Sunday 30 November 2014

Firstfruits

In both South Africa and Canada, the government’s financial year begins on April 1st.  (No, really, it does!) That is not far away now.  This may have been one factor in our long “waiting game” for funding to replenish…

We learned this week that C4L has been short-listed for the tender bid it submitted on November 15th – to offer 50 youth Business Practice accredited training (at Level 1).  The Services SETA arrives here on Friday morning at 9:30 to do the site inspection.


The budget includes a stipend for each learner during the 12 months of studying.  They spend 1 week every month at C4L campus then 3 weeks in the community.  On campus, they will be led by the trainers of the appointed Training Provider.  In their practicums, they will be supervised and supported by our LSU team, helping them to "incubate" their enterprises.



Later the same morning, another government donor, the Department of Social Development arrives at 11:30.  C4L is also competing for a contract to deliver training required by the Thogomelo programme.  This comprises a bundle of NGOs and CBOs providing HIV and AIDS-related counseling. 

Prayer request
Let’s ask that C4L can win both of these bids.


Deeper reflections

Merlin Emmanuel wrote the words in italics in his August 2011 Riots, Recession and Resistance statement… thanks to a good buddy for sharing these with me in response to the last C4L Bulletin.  I am interjecting some South Africa commentary…


They (youths) do care about the bleak realities but will not protest peacefully as they have seen that many of our peaceful protests achieve little.

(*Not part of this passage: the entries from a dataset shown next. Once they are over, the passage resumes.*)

Issue #976, opened 2016-07-31
stem cell containers for nodejs actions should use nodejs 6


rabbah:
The stem cell containers that the invoker pre-warms are not for nodejs 6 which is now the default node runtime. Hence we are not getting good utilization out of these stem cell containers.

PR #977, opened 2016-07-31
Change pre-warm container image (issue #976).

rabbah:
Change image for pre-warmed containers from NodeJs to NodeJs6 since the latter is the default for Node actions now.

PPG 947 approved.


perryibm:
rebased and merged

Issue #932, opened 2016-07-21
Port uses of async/done/error to Promises


psuter:
For JavaScript feeds, actions, etc., as `Promise`s are the way forward.

An exception should be made for tests that explicitly exercise the `async`/`done`/`error` patterns as long as they are not deprecated.

To get a crude estimate of the changes required (as of 9fceba2ee3f9a06e6466f6fe71f2d1235c4dbde1):

    $ grep -lrI --include '*.js' async .
    ./catalog/github/webhook.js
    ./catalog/samples/countdown.js
    ./catalog/samples/curl.js
    ./catalog/samples/helloAsync.js
    ./catalog/samples/helloPromises.js
    ./catalog/samples/wcbin.js
    ./catalog/slack/post.js
    ./catalog/utils/pipe.js
    ./catalog/watson/languageId.js
    ./catalog/watson/speechToText.js
    ./catalog/watson/textToSpeech.js
    ./catalog/watson/translate.js
    ./catalog/weather/forecast.js
    ./catalog/websocket/sendWebSocketMessageAction.js
    ./core/nodejsActionBase/runner.js
    ./core/nodejsActionBase/src/whisk.js
    ./core/nodejsActionBase/test.js
    ./tests/dat/actions/helloAsyncDoneTwice.js
    ./tests/dat/actions/ping.js

FYI @bjustin-ibm @jasonpet

jasonpet:
We should make these changes in openwhisk-catalog for all actions that have been moved there.

bjustin-ibm:
@jasonpet do you want to take this, or perhaps split the chore between us?

jasonpet:
We can split it.  I will do it for all of the actions that will now exist in openwhisk-catalog if you can do it for the ones staying behind.

bjustin-ibm:
Sounds good, can you give me a concrete list of the ones that are staying?

psuter:
If you could also make a note of which ones are actually tested? (hopefully all of them)

jasonpet:
@houshengbo - do you have a list already of all the actions that are actually tested?

PR #996, opened 2016-08-02
Have whisk.invoke() and whisk.trigger() optionally return a Promise

### LINKED ISSUE #987: Should whisk.invoke() return a Promise?
I think the answer is definitely "yes" but not breaking existing action code makes it a little tricky. If I understand correctly, `whisk.invoke()` is currently always asynchronous and returns nothing.  If you specify a callback function as the `next` parameter, that callback will get called at some later time, depending on the value of the `blocking` parameter.

I propose that if `next` is left unspecified, then `whisk.invoke()` should return a Promise. If an error occurs, the promise is rejected with an error object (the same that would be passed to the callback, had `next` been specified). The promise is resolved on the activation in the same way that the callback would be called - as soon as the activation is created if `blocking` is false, or with the result if `blocking` is true.

### Non-blocking example
```javascript
whisk.invoke({
    name: 'myAction',
    blocking: false
  })
  .then(function (activation) {
      // activation completed successfully, but not necessarily finished
  })
  .catch(function (reason) {
      // activation was not created
      console.log('An error has occured ' + reason.error);
  });
```

### Blocking example
```javascript
whisk.invoke({
    name: 'myAction',
    blocking: true
  })
  .then(function (activation) {
      // activation completed successfully, activation contains the result
      console.log('Activation ' + activation.activationId + ' completed successfully and here is the result ' + activation.result);
  })
  .catch(function (reason) {
      console.log('An error has occured ' + reason.error);

      if(reason.activation) {
        console.log('Please check activation ' + reason.activation.activationId + ' for details.');
      } else {
        console.log('Failed to create activation.');
      }
  });
```

By doing it this way, existing actions do not need to change.  If an existing use of `whisk.invoke()` specifies a `next` parameter, the behavior is exactly the same - `whisk.invoke()` returns nothing, the callback is called as before. If they do not specify a `next` parameter, then their existing action code does not need to change because it already ignores what is returned (nothing) from calling `whisk.invoke()`.

bjustin-ibm:
Resolves #987

### DIFF
--- a/core/nodejsActionBase/src/whisk.js
+++ b/core/nodejsActionBase/src/whisk.js
@@ -103,31 +103,22 @@ function Whisk(apihost, logger) {
         // { activationId }.
         //
         // Project the appropriate value based on invoke mode and HTTP statusCode
-        // where success is 200, and anything else is a failure.
-        post(packet, logger, function(error, response, body) {
-            logger && logger.info('[whisk]', '[invoke]', 'response body', body);
+        // where success is 200 or 202, and anything else is a failure.
+        var acceptStatusCode = function(statusCode) {
+          return (statusCode === 200 || statusCode === 202);
+        };
+        return post(packet, logger, acceptStatusCode)
+          .then(function (runResult) {
+              logger && logger.info('[whisk]', '[invoke]', runResult.error, runResult.activation);
 
-            var activation = undefined;
-
-            error = error || undefined;
-            response = response || {};
-            body = body || {};
-
-            if (response.statusCode == 200 || response.statusCode == 202) {
-                activation = {
-                   activationId: body.activationId, // id always present
-                   result: (body.response || {}).result // may not exist if non-blocking
-                };
-            } else if (!error) {
-                // activation failed, set error to API host error response.
-                error = body.error + ' (' + body.errorCode + ')';
-            }
-
-            if (next) {
-                logger && logger.info('[whisk]', '[invoke]', 'next', error, activation);
-                next(error, activation);
-            }
-        });
+              if (next) {
+                  next(runResult.error, runResult.activation);
+              } else if (!runResult.error) {
+                  return runResult.activation;
+              } else {
+                  return Promise.reject(runResult);
+              }
+          });
     }
 
     /**
@@ -159,27 +150,21 @@ function Whisk(apihost, logger) {
         //
         // Project the appropriate value based on HTTP statusCode
         // where success is 200, and anything else is a failure.
-        post(packet, logger, function(error, response, body) {
-            logger && logger.info('[whisk]', '[trigger]', 'response body', body);
+        var acceptStatusCode = function(statusCode) {
+          return statusCode === 200;
+        };
+        return post(packet, logger, acceptStatusCode)
+          .then(function (runResult) {
+              logger && logger.info('[whisk]', '[trigger]', runResult.error, runResult.activation);
 
-            var activation = undefined;
-
-            error = error || undefined;
-            response = response || {};
-            body = body || {};
-
-            if (response.statusCode == 200) {
-                activation = { activation: body.activationId }; // id always present
-            } else if (!error) {
-                // activation failed, set error to API host error response.
-                error = body.error + ' (' + body.errorCode + ')';
-            }
-
-            if (next) {
-                logger && logger.info('[whisk]', '[trigger]', 'next', error, activation);
-                next(error, activation);
-            }
-        });
+              if (next) {
+                  next(runResult.error, runResult.activation);
+              } else if (!runResult.error) {
+                  return runResult.activation;
+              } else {
+                  return Promise.reject(runResult);
+              }
+          });
     }
 
     /**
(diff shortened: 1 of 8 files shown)


bjustin-ibm:
All NodeJS* action container tests pass now (at least locally). Time to write some new tests that make use of the returned promise.

tests/src/system/basic/WskBasicNodeTests.scala
```diff
@@ -80,6 +81,101 @@ class WskBasicNodeTests
             }
     }
 
+    it should "Ensure that whisk.invoke() returns a promise" in withAssetCleaner(wskprops) {
+        val expectedDuration = 3 seconds
+
+        (wp, assetHelper) =>
+            val asyncName = "asyncAction"
```
rabbah: is asyncAction needed?

tests/src/system/basic/WskBasicNodeTests.scala
```diff
@@ -80,6 +81,101 @@ class WskBasicNodeTests
...
+                    val duration = System.currentTimeMillis() - start
+                    duration should be >= expectedDuration.toMillis
+            }
+    }
+
+    it should "Ensure that whisk.invoke() still uses a callback when provided one" in withAssetCleaner(wskprops) {
+        val expectedDuration = 3 seconds
+
+        (wp, assetHelper) =>
+            val asyncName = "asyncAction"
```
rabbah: is asyncAction needed?

tests/src/system/basic/WskBasicNodeTests.scala
```diff
@@ -80,6 +81,101 @@ class WskBasicNodeTests
...
+            val asyncAction = Some(TestUtils.getTestActionFilename("threeSecondRule.js"))
```
rabbah: what's the rationale for calling this a 3s rule file (wondering if it should we have a clearer filename)?

bjustin-ibm: I may have added the following comment to threeSecondRule.js after you made this comment. Let me know if it is still unclear:

```javascript
/*
 * After 3 seconds, either resolve or reject depending on the value
 * of the resolveOrReject parameter.
 *
 * This craziness is so that the whisk.invoke() promise support can be
 * thoroughly tested (for invocations that both resolve and reject).
 */
```

tests/src/system/basic/WskBasicNodeTests.scala
bjustin-ibm: Do I not need to provide the action name to the cleaner and `action.create`?

bjustin-ibm: I see now... the name of the action should have been "ThreeSecondRule" to match the action invoked in `invokePromise.js` and `invokeCallback.js`

bjustin-ibm:
@csantanapr Please review the documentation update.

csantanapr:
>@csantanapr Please review the documentation update.
I'm not allowed to review anything else? 😿

bjustin-ibm:
> I'm not allowed to review anything else? 😿 As a javascript fanboy I feel hurt

Ha! Review all you want 👀

core/nodejsActionBase/src/whisk.js
```diff
@@ -104,28 +104,42 @@ function Whisk(apihost, logger) {
...
-                   result: (body.response || {}).result // may not exist if non-blocking
-                };
-            } else if (!error) {
-                // activation failed, set error to API host error response.
-                error = body.error + ' (' + body.errorCode + ')';
-            }
+              if (response.statusCode == 200 || response.statusCode == 202) {
+                  activation = {
+                     activationId: body.activationId, // id always present
+                     result: (body.response || {}).result // may not exist if non-blocking
```
psuter: This is tricky (and not necessarily a problem introduced by this revision): if we set `result` to `{}` when it's unavailable, how can the user differentiate between a blocking call that ended up returning before the result was available (a possibility documented in the REST API), and a blocking call that did return an empty object as the result?

psuter:
I'd like to request that we apply the same upgrade to `whisk.trigger()`.

csantanapr:
LGTM, same as @psuter let's do `whisk.trigger()` also

bjustin-ibm:
> I'd like to request that we apply the same upgrade to whisk.trigger().

I totally agree. Can we handle that in a separate PR though? #932 is waiting for the `invoke()` enhancement.

psuter:
I don't think any of those are urgent? I'd rather have two consistent points (before and after the optional `next`).

bjustin-ibm:
> I'd rather have two consistent points (before and after the optional next).

Sounds reasonable.  I'll get on it.

bjustin-ibm:
@csantanapr @psuter Both `whisk.trigger()` and `whisk.invoke()` are now implemented to return a promise. Have at it!

csantanapr:
@bjustin-ibm changes LGTM, 👍  for consolidation code in `post` method

psuter:
Ready when squashed as far as I'm concerned :+1:

bjustin-ibm:
@psuter squashed and ready!

csantanapr:
PG 109

tests/src/system/basic/WskBasicNodeTests.scala
```diff
@@ -80,6 +82,171 @@ class WskBasicNodeTests
...
+            assetHelper.withCleaner(wsk.action, nameOfActionThatTriggers) {
+                (action, _) =>
+                    action.create(nameOfActionThatTriggers, actionThatTriggers)
+            }
+
+            // this is expected to fail this time because we have not yet created the trigger
+            val runReject = wsk.action.invoke(nameOfActionThatTriggers, Map("shouldSucceed" -> false.toJson))
+            withActivation(wsk.activation, runReject) {
+                activation =>
+                    activation.getFieldPath("response", "success") shouldBe Some(false.toJson)
```
bjustin-ibm: @csantanapr This test fails because `triggerPromise.js` is set up to resolve or reject based on the value of the `shouldSucceed` parameter. In this case, `shouldSucceed` is `false` (meaning I expect the trigger to fail because it doesn't exist yet), and the trigger fails (as expected) so `triggerPromise.js` _resolves_ with a message of "Trigger failed as expected." But here you can see the test is expecting the action to fail.

Obviously this is way too confusing 😉 

I will simplify the test actions to always reject when the trigger fails, and always resolve when the trigger succeeds. This will be much simpler and easy to understand, while still allowing me to test all paths.

csantanapr:
PG 113

psuter:
Merged as e3c57b0ddbc2fa811878a9398c483d1613399d40

PR #990, opened 2016-08-02
Prevent invoker from not fetching messages anymore after exceptions o…

ChrBi:
…n commit and increase session timeout #2306

Signed-off-by: Jeremias Werner <JEREWERN@de.ibm.com>

PPG 956 is green

PR #997, opened 2016-08-03
Catch expections in ActivationFeed due to Kafka poll/commit failure and retry (Supersedes #990)

rabbah:
Modify activation feed so that we grab next batch of messages and commit offsets immediately, essentially marking the activation has having satisfied "at most once" semantics (this is the point at which the activation is considered started); if the commit fails, then messages peeked are peeked again on the next poll.

While the commit is synchronous and will block until it completes, at steady state with enough buffering (i.e., maxPipelineDepth > maxPeek), the latency of the commit should be masked.

Add kafka test where we intentionally fail the commit and then confirm recovery.

Supersedes #990.
PPG 960 approved.

### DIFF
--- a/common/scala/src/main/scala/whisk/connector/kafka/KafkaConsumerConnector.scala
+++ b/common/scala/src/main/scala/whisk/connector/kafka/KafkaConsumerConnector.scala
@@ -22,6 +22,7 @@ import scala.collection.JavaConversions.iterableAsScalaIterable
 import scala.collection.JavaConversions.seqAsJavaList
 import scala.concurrent.duration.Duration
 import scala.concurrent.duration.DurationInt
+import scala.concurrent.duration.FiniteDuration
 import scala.language.postfixOps
 import scala.util.Failure
 import scala.util.Success
@@ -40,7 +41,9 @@ class KafkaConsumerConnector(
     groupid: String,
     topic: String,
     override val maxPeek: Int = Int.MaxValue,
-    readeos: Boolean = true)
+    readeos: Boolean = true,
+    sessionTimeout: FiniteDuration = 30 seconds,
+    autoCommitInterval: FiniteDuration = 10 seconds)
     extends MessageConsumer
     with Logging
     with TransactionCounter {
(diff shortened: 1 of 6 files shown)


common/scala/src/main/scala/whisk/connector/kafka/KafkaConsumerConnector.scala
```diff
@@ -90,9 +93,10 @@ class KafkaConsumerConnector(
         val props = new Properties
         props.put(ConsumerConfig.GROUP_ID_CONFIG, groupid)
         props.put(ConsumerConfig.BOOTSTRAP_SERVERS_CONFIG, kafkahost)
-        props.put(ConsumerConfig.SESSION_TIMEOUT_MS_CONFIG, 30000.toString)
+        props.put(ConsumerConfig.SESSION_TIMEOUT_MS_CONFIG, sessionTimeout.toMillis.toString)
+        props.put(ConsumerConfig.HEARTBEAT_INTERVAL_MS_CONFIG, (sessionTimeout.toMillis / 3).toString)
```
ChrBi: The default of this value is 3000 milliseconds? Should we really increase it to 10.000 milliseconds?

core/dispatcher/src/main/scala/whisk/core/dispatcher/ActivationFeed.scala
```diff
@@ -74,16 +76,28 @@ protected class ActivationFeed(
...
+                    // Grab next batch of messages and commit offsets immediately
+                    // essentially marking the activation as having satisfied "at most once"
+                    // semantics (this is the point at which the activation is considered started).
+                    // If the commit fails, then messages peeked are peeked again on the next poll.
+                    // While the commit is synchronous and will block until it completes, at steady
+                    // state with enough buffering (i.e., maxPipelineDepth > maxPeek), the latency
+                    // of the commit should be masked.
+                    val records = consumer.peek(longpollDuration)
+                    consumer.commit()
+                    (records, records.size)
```
markusthoemmes: Why return a tuple, seems redundant?

PR #1001, opened 2016-08-03
Accept query doc as JSON object rather than serialized String

psuter:
Avoids potential double-encoding.


csantanapr:
@psuter What uses this class? Maybe this is a class that doesn't belong in open and it's for internal use?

Society has taught them that violence is the answer and the government reinforces their sentiments every day with their international policies.


Ouch!

The youth are disillusioned with society and have no hope, no future, no love and no respect. They have turned inwards and formed their own leadership, disregarding those who should be fighting for their interests, yet who have failed them so miserably.

Enter Julius Malema, renegade leader of the ANC’s Youth League.


We are so quick to condemn these youths but fail to look at the underlying factors that would produce such aggression.

These youths are not aliens, they are our children. They did not fall from spaceships or suddenly become menaces to society. This (aggression) was instilled into them by us and so we must take great responsibility as leaders who don’t lead, teachers that don’t teach, preachers that don’t preach and parents that often fail to lead by example.

Ouch again!

Indeed it is very easy to point the finger but let’s have a closer look at things from a teenage perspective.
We call them criminals and they look at the bankers. 
We call them violent murderers and they look at the police.
We say they are void of morals and integrity and they look at the politicians.
We talk of leading by example and often they look at their parents.
We say they are devoid of moral integrity, but do we practice what we preach? NO!
Do our children know this? YES! 
So this is the main reason for why there is a disconnect between our youth and society. Because they know we are hypocrites on every level.

 

Was this written about London or South Africa?


Babies are not born with Nike trainers, flat screens and bling bling with an alarming aptitude for violence! They are created and it is us who endorse their ‘get what you can when you can' mentality.

In South Africa we don’t have Yuppies, because the Young are side-lined and poor.  But we do have Buppies (black urban professionals) and they are as much a part of the problem as a part of the solution.  This is what COSATU leader Vavi means when he says that government leaders have “forgotten their roots”


Be warned, the system has been waiting for a chance like this to impose draconian legislation that will affect our human rights, our civil liberties and privacy forever. 


New legislation in South Africa is gonna make the free press compete with rhinos for endangered status.  (Sidebar: More that one a day loss on the rhino front in 2012 so far.)


The reality is our children now interact more with machines than they do with human beings and so they build their perception of reality on what we have taught them on a variety of platforms. 


The new frontier of uncensored cyberspace, Internet brides, phone sex, simulation war games

Each day we feed our children a toxic diet of vanity, violence, profanity, overt sexuality and materialism. So why are we so alarmed when we see youth values eroding and regressing at such an alarming rate?


People are saying that Zuma did not stand up when Malema first mis-spoke himself in public, by saying that he would “kill for Zuma”.  Now Zuma is reaping the whirlwind.

‘As a man thinketh, so is he.’ (Proverbs 23:7)




South Africa is caught in a transition from rural to urban, from agrarian to industrial, from traditional to modern, from autocratic to democratic… that is very much like the background to the “Dirty 30s” in America.  Demographically, though, half the population of America in 1933 was not under 18 years of age.  That’s the scenario here.  Dirt poor and under-age.